Turns out that the code isn't wrong. It's just not run for long enough.
In Ripes, it is reported that calculating 100 digits takes ~870k cycles. However, the testbench only runs for 2000 cycles.
The number of cycles is defined in [tb_PulseRain_RV2T.cpp](https://github.com/PulseRain/Reindeer/blob/master/sim/verilator/tb_PulseRain_RV2T.cpp#L39). Changing the number to 1000k still gives an error:

Only five lines are correctly output instead of 25. This is probably due to "cycle" having different meaning in Ripes and Reindeer. In Ripes, a cycle advances the pipeline by 1 and in Reindeer a cycle is a Verilog clock tick, which is only a fraction of a pipeline cycle.

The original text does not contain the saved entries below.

PR #320, opened 2026-05-26
Add pre-commit workflow for formatting

gdalle:


.pre-commit-config.yaml
```diff
@@ -0,0 +1,6 @@
+repos:
+- repo: https://github.com/JuliaEditorSupport/JuliaFormatter.jl
+  rev: 3b196afa4a8ed92ba816edec6d122145e311ae35 # This PR.
+  hooks:
+  - id: "jlfmt"
+    args: ["--jlfmt-path=~/.julia/bin/jlfmt"]
```
penelopeysm: Hmmmm - looking at this I think I could make it easier by hardcoding this path as a backup in case plain `jlfmt` isn't found on PATH. For like 99% of use cases it will be here anyway... Then one could also check JULIA_DEPOT_PATH, etc

gdalle: Yeah that's probably what I would suggest. Is it possible to set this up interpolating `JULIA_DEPOT_PATH` instead of hardcoding `.julia`?

penelopeysm: Yup! I'll edit the script to search in the following order:

- manually specified path to executable
- jlfmt on PATH
- check if `$JULIA_DEPOT_PATH` is set first and search in there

Running 1M cycles produces a 915 MB waveform file. I decided not to run until all the digits are output, since it might take up too much space.
-------------
Reindeer is a soft CPU written in Verilog. Being a Verilog "program", it can be loaded in to FPGAs or simulated with simulators such as Verilator.

In the waveform above, we can inspect the inner workings of the register and memory module.